Wendy Chavkin, MD, MPH Professor (Emerita) Public Health and Obstetrics Gynecology, Columbia University Medical Center, said:
“This bill is important and novel as it aims to protect the health and rights of all the participants: those who provide the sperm and the eggs, those who act as surrogates, the children born of these arrangements and the intended parents. The bill calls for cautious use of the best medical practices as there are known risks for each, and much that we don’t know. It establishes a thorough informed consent process so that all parties understand the risks and benefits of each medical intervention, and also understand whose interests the doctor represents. It is in the interests of all the participants and the public health to do our best to protect the health of all.”
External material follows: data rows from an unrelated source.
PR #31666, opened 2026-06-17
TST: Avoid sctypeDict in tests as e.g. ml_dtypes may mutate it

seberg:
Using the typecodes may not be the nicest but is a common pattern and gives the exact same types otherwise.

Without this, if you import `ml_dtypes` these two tests fail. This can happen if:
* There is a chain of dependencies through some plugins.
* We ever start testing with `ml_dtypes` ourselves when installed.

(no AI)

### DIFF
--- a/numpy/_core/tests/test_multiarray.py
+++ b/numpy/_core/tests/test_multiarray.py
@@ -9210,7 +9210,7 @@ class TestNewBufferProtocol:
         self._check_roundtrip(x)
 
     def test_roundtrip_single_types(self):
-        for typ in np._core.sctypeDict.values():
+        for typ in np.typecodes["All"]:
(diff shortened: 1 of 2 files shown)


ngoldbaum:
I think you're hitting the issues fixed by https://github.com/numpy/numpy/pull/31664 in one of your CI jobs. I'm going to review that PR to unblock CI here then review this one.

ngoldbaum (approved):
LGTM! Looks like both cases have been stable for years and until we come up with something better `np.typecodes` is the API for doing stuff like this if you only want to consider NumPy types.

ngoldbaum:
Rebasing on main should make the conda failure go away.

ngoldbaum:
Only failures are upstream network issues now, thanks!

PR #31667, opened 2026-06-17
DOC: Update C extension tutorial to use PyInit_{name} and PyModuleDef API and fix missing PyArrayObject cast

prathamhole14:
### PR summary

I was going through the https://numpy.org/doc/stable/user/c-info.ufunc-tutorial.html and
https://numpy.org/doc/stable/user/c-info.how-to-extend.html#

I noticed some inconsistencies, and I think it's because the "How to Extend" page is outdated. I've tried to bring it up to date and make it consistent with the newer documentation.

Please take a look and let me know if it looks correct.

#### AI Disclosure

No

### DIFF
--- a/doc/source/user/c-info.how-to-extend.rst
+++ b/doc/source/user/c-info.how-to-extend.rst
@@ -53,27 +53,44 @@ Required subroutine
 
 There is exactly one function that must be defined in your C-code in
 order for Python to use it as an extension module. The function must
-be called init{name} where {name} is the name of the module from
+be called ``PyInit_{name}`` where ``{name}`` is the name of the module from
 Python. This function must be declared so that it is visible to code
 outside of the routine. Besides adding the methods and constants you
 desire, this subroutine must also contain calls like ``import_array()``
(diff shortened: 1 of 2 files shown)


doc/source/user/c-info.how-to-extend.rst
```diff
@@ -53,35 +53,52 @@ Required subroutine
...
+    PyInit_{name}(void)
     {
-       (void)Py_InitModule({name}, mymethods);
+       PyObject *m;
        import_array();
+       m = PyModule_Create(&moduledef);
+       if (!m) {
+           return NULL;
+       }
+       return m;
```
da-woods: The error check is a little pointless here and could just be `return PyModule_Create(&moduledef);` (although I guess might be worth spelling out if people are going to add additional actions after creating the module).

prathamhole14:
Thank you for the review, @da-woods. Please take another look at the updates.

mattip:
This is an improvement, if more is needed let's do it in follow-up PRs. Thanks @prathamhole14

PR #31669, opened 2026-06-17
Backport 31644

charris:
Backport of #31644.

Pytest 9.1.0 (https://github.com/pytest-dev/pytest/releases/tag/9.1.0) deprecated using non-collection iterators (generators and such) to parametrize tests. IMO that's a good call, so instead of ignoring those deprecation warnings, I updated the tests to use collection types (lists usually) for parametric tests.

There was also another new warning about class-scoped instance method fixtures now being deprecated that this fixes.

This should fix (at least) some of the recent CI test failures we've been seeing.

#### AI Disclosure
No AI

### DIFF
--- a/numpy/_core/tests/test_array_coercion.py
+++ b/numpy/_core/tests/test_array_coercion.py
@@ -16,16 +16,15 @@ from numpy.testing import IS_64BIT, assert_array_equal
 
 
 def arraylikes():
-    """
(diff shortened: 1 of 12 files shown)


charris:
I've merged these fixes into the PR pinning to pytest 9.1.0 in order to fix the failing macos test, so closing.

PR #31670, opened 2026-06-18
BUG: Use `auxdata` in (arg)sort `strided_loop`s

MaanasArora:
This was somehow missed back in #29737, sorry :/ I've marked this for backport as it's a clear bug in the user dtype implementation for slots.

#### AI Disclosure
No AI tools used.


seberg (approved):
Thanks, clearly right.  I'll accept that a test for this is tedious since it is pretty much unused in practice.

PR #31672, opened 2026-06-18
BUG: raise error when casting from StringDType to longdouble with trailing null (#31661)

charris:
Backport of #31661.

Fixes an issue in the StringDType to longdouble cast, where:

* We failed to check for an allocation failure
* We used `NumPyOS_ascii_strtold` but did not check all possible error cases for that function. In particular, if the parsed longdouble ends before the end of the string, like with the test case that has a trailing NULL.

This fixes that by improving the error checking. Also adds test cases for converting various invalid strings to built-in numeric dtypes.


charris:
@ngoldbaum I note that 3.15t hung on the first try here.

Yasmine Ergas, Director, Gender & Public Policy Specialization, School of International and Public Affairs, Columbia University, said:
“This bill protects the rights of all parties involved in gamete donation and surrogacy arrangements. It establishes two new bills of rights: one for children and one for gamete donors. It helps ensure that surrogates will have effective access to the rights set out in their own bill of rights. It stipulates that physicians should follow best medical practices. It facilitates securing health insurance for surrogates and gamete donors. It bolsters the provisions regarding informed consent for all parties. And, it requires transparency regarding gamete donors’ compensation. With this essential legislation, New York can be a leader in an area that is vital to so many people’s lives.”

Arthur Caplan, PhD, Mitty Professor of Bioethics, NYU Grossman School of Medicine, said:
“Senator Krueger’s bill to strengthen protections for surrogacy and egg and sperm donation is important, visionary and worthy of rapid enactment. Despite growing demand, the legal framework for fertility services has lagged behind. This legislation calls for protections that will empower donors, surrogates, consumers and, most importantly, children created through novel modalities. New Yorkers require an ethical and legal framework to guide assisted reproduction in the twenty-first century. Senator Krueger has provided exactly that.”

Laura Briggs, Professor, Women, Gender, Sexuality Studies, University of Massachusetts Amherst, said:
“Members of the LGBT community have as much interest as anyone in ensuring that the gamete donors or surrogates who help create their kids have their health and rights protected. Our community has a painful history of losing our kids, and we want strong, clear, and fair legal contracts. I am a lesbian with a donor-conceived kid, and I have a life-long connection to the donor who made his life possible. If my kid should develop a serious illness, I want him to be able to obtain any health information that would help him get treated. And finally, members of the LBGT community are also gamete donors and surrogates, and want the protections this bill offers for that reason as well.”

Sara Lamm, documentary filmmaker/donor conceived adult, said:
“As a donor conceived person I can attest to a fact that we all should keep in mind: namely that donor conceived babies grow up to be donor conceived adults with the same human question as everyone else—’Who am I?’ An accurate birth certificate is a necessity, because it empowers us to know the truth of how we got here, to understand our health history, and to make meaning of the biological and familial relationships that quite literally gave us our lives. We have a right to this information, and I am pleased this bill recognizes us as a group that deserves care and attention.”Liz Scheier, Media Liaison, We Are Egg Donors, said:
“Egg donors are routinely misled about the long-term health impact of their donations, and about the impact of anonymous donation. I’m eager to see “informed consent” forms and consultations contain real information donors can use to make their decision, and Senator Krueger’s bill will help to do just that.”